One approach, advocated by economists, is to jettison polls entirely and use betting markets. We are sceptical about this – the final Ladbrokes numbers were just as far off the mark as the polls, putting the Conservatives on 286 seats, Labour on 267 and the Liberal Democrats on 26. These figures are not surprising; after all, many punters search the media for forecasts based on polling data to help them decide how to place their bets.
Other forecasting methods, using trends in unemployment, interest rates, housing prices and other variables also have their advocates. We are confident that economic conditions affect electoral choice, but decades of research indicate that models translating trends in economic sentiments into election outcomes frequently fail to perform as advertised.
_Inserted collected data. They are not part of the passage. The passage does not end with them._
PR #18, opened 2021-06-28
APM-280447

kamiljsokolowski:
This update will allow the creation and deletion of resources required for the e2e test.

### DIFF
--- a/.travis.yml
+++ b/.travis.yml
@@ -8,6 +8,7 @@ notifications:
     on_success: never
 stages:
 - tests
+- build
 - deployment
 before_install:
   # set up awscli packages
@@ -24,17 +25,24 @@ jobs:
         - docker build -f pipeline/Dockerfile -t lambda_image .
         - docker run --rm lambda_image bash -c 'python3 -m pylint --rcfile=pipeline/pylint.cfg $(find src/ -name "*.py")'
         - docker run --rm lambda_image bash -c 'cd src && python3 -m pytest -v ../tests/unit'
+    - stage: build
+      name: Build AWS Lambda package
+      #if: tag =~ /^release.*$/
+      language: shell
+      services: docker
+      script:
+        - docker run --rm -v `pwd`:/var/task amazon/aws-sam-cli-build-image-python3.8 bash -c './build-release-package.sh'
+        - cp -p dynatrace-aws-log-forwarder.zip ~/build-stages-shared-storage/$TRAVIS_BUILD_NUMBER
     - stage: deployment
       name: Github Release Deployment
       if: tag =~ /^release.*$/
       language: shell
       services: docker
-      script:
-        - docker run --rm -v `pwd`:/var/task amazon/aws-sam-cli-build-image-python3.8 bash -c './build-release-package.sh'
+      script: skip
       deploy:
         provider: releases
         api_key: $GITHUB_RELEASE_API_KEY
-        file: ./dynatrace-aws-log-forwarder.zip
+        file: ~/build-stages-shared-storage/$TRAVIS_BUILD_NUMBER/dynatrace-aws-log-forwarder.zip
         skip_cleanup: true
         on:
           tags: true
--- a/.travis.yml
+++ b/.travis.yml
@@ -42,7 +42,7 @@ jobs:
       services: docker
       before_script: cd ~/build-stages-shared-storage/$TRAVIS_BUILD_NUMBER
       script:
-        - unzip dynatrace-aws-log-forwarder-lambda.zip
+        - unzip dynatrace-aws-log-forwarder.zip
         # deploy log forwarder resources reqiured for e2e to AWS
         - ./dynatrace-aws-logs.sh deploy --target-url $DYNATRACE_ENV_URL --target-api-token $DYNATRACE_API_KEY --use-existing-active-gate true --require-valid-certificate $VERIFY_SSL --stack-name aws-log-forwarder-e2e-build-$TRAVIS_BUILD_NUMBER
         # delete log forwarder AWS resources
--- a/.travis.yml
+++ b/.travis.yml
@@ -47,7 +47,7 @@ jobs:
         - ./dynatrace-aws-logs.sh deploy \
           --target-url $DYNATRACE_ENV_URL \
           --target-api-token $DYNATRACE_API_KEY \
-          --require-valid-certificate $VERIFY_SSL
+          --require-valid-certificate $VERIFY_SSL \
           --stack-name aws-log-forwarder-e2e-build-$TRAVIS_BUILD_NUMBER
         # delete log forwarder AWS resources
         - ./dynatrace-aws-logs.sh delete \
--- a/.travis.yml
+++ b/.travis.yml
@@ -1,3 +1,7 @@
+env:
+  global:
+    # include $HOME/.local/bin for `aws`
+    - PATH=$HOME/.local/bin:$PATH
 language: shell
 notifications:
   email:
@@ -5,6 +9,11 @@ notifications:
 stages:
 - tests
 - deployment
+before_install:
+  # set up awscli packages
+  - pip install --user awscli
+  - mkdir -p ~/build-stages-shared-storage/$TRAVIS_BUILD_NUMBER
+  - aws s3 sync s3://aws-log-forwader-travis-build-stages-shared-storage/$TRAVIS_BUILD_NUMBER ~/build-stages-shared-storage/$TRAVIS_BUILD_NUMBER
 jobs:
   include:
     - stage: tests
@@ -29,3 +38,6 @@ jobs:
         skip_cleanup: true
         on:
           tags: true
+
+after_success:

Ultimately, the media, voters and pollsters alike would do well to recognise the distinction between polls and forecasts. Raw poll numbers are not adequate for forecasting parties’ vote shares, let alone their seat totals.
Polls are most useful for providing information about the attitudes and reported behaviour of people. With large sample sizes and well-validated likely voter filters, high quality pre and post-election polls can tell us a lot about the who and why of electoral choice and what parties’ popular vote totals are likely to be on election day. If the filters to identify who actually votes were better, then the polls would have been more accurate.
Such polls also provide valuable inputs for seat-share forecasting models. But they are not substitutes for such models. The latter are still in the development stage. A lot of interesting work has been done and more remains. But for the moment we shouldn’t automatically assume that the polls were wrong – even if the election result took many people by surprise.